More on the middle ground

Regular readers of these blogs will know that I’m quite a fan of Talking Politics, a podcast orchestrated by David Runciman, Professor of Politics at the University of Cambridge. Professor Runciman and his panellists have been discussing the middle ground as well. They’ve hypothesised that, although politicians often continue to talk about owning the middle ground, recent events suggest that the middle ground in politics is being hollowed out, that in these days of divisive issues and hyper-partisan parties, there are very few issues that people agree on in the centre. You’re either for Trump or against him; keen to keep the Affordable Care Act or desperate to do away with it; a Brexiteer or a Remainer. In this environment, politicians can’t and don’t win by being in the middle, but by being at the edge; they have to take an extreme position, rather than find consensus. To win an election, so many of which seem to be on a knife edge because the electorates seem almost evenly split between the extreme points, you have to find issues that cut across the spectrum, not because they’re in the middle, but because people, who might otherwise hold utterly conflicting views, agree on them. Sitting here in the UK, those issues are probably student loans and the National Health Service. You can hate Brexit or love Brexit, but if you’ve university-aged children then you’re probably outraged at the level of debt the latter are having to live with. Similarly, the idea of healthcare, free at the point of need, is so deeply engrained in our national psyche that any government endangering it faces genuinely massed revolt.

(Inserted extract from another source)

PR #352, opened 2026-05-27
[fix] Restore PrismaInstrumentation via postinstall OTel cleanup

### LINKED ISSUE #348: Fix PrismaInstrumentation OTel SDK version conflict
## Problem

I think there are direct parallels with all this and the consulting industry. Clients, too, have increasingly polarised views, distinguishing between services they view as low-cost and the ones they see as high-value. If consulting firms focus on conventional services, or specialist parts of those services, then they risk being trapped at one end of the spectrum or the other. As with politics, that might win them half the market, but perhaps not the election. The bigger prize, of course, is to win on both sides of the market divide—and that’s only possible by identifying services that have cross-party, bipartisan support, so to speak. In part, this brings me back to the importance of good proposition design, something we bang on about a lot, I know. But it also highlights the need for the proposition to be couched in terms of a client issue.

For example, one of the big issues in policing at the moment is body-cams. If you’re a consulting firm offering services in this space, you could approach it from a technology view point of view: buy from us, you’d be saying to your clients, because we understand how to make it work. But you might find yourself competing against a firm that’s focusing on the strategic impact: buy from us, they’d be saying, because we can give you advice on the long-term implications of this for your industry. Put the two firms into a beauty parade together, and each will probably get half the votes, because some senior police officers will see this as a technology issue, while others view it as a business one. Neither firm will be seen to be credible by both sides. But supposing a third consulting firm enters the fray, and it’s approach is to focus on the opportunity: body-cams protect everyone—officers, perpetrators, and innocent bystanders. No one round the boardroom table could disagree with that.

Successful propositions—like landslide election wins—don’t appeal to just one audience, nor do they involve a woolly compromise in the middle that no one likes. Instead, they cross over the middle ground, uniting people with different attitudes and approaches, by focusing everyone’s efforts—clients’ and consulting firms’ alike—on the outcome.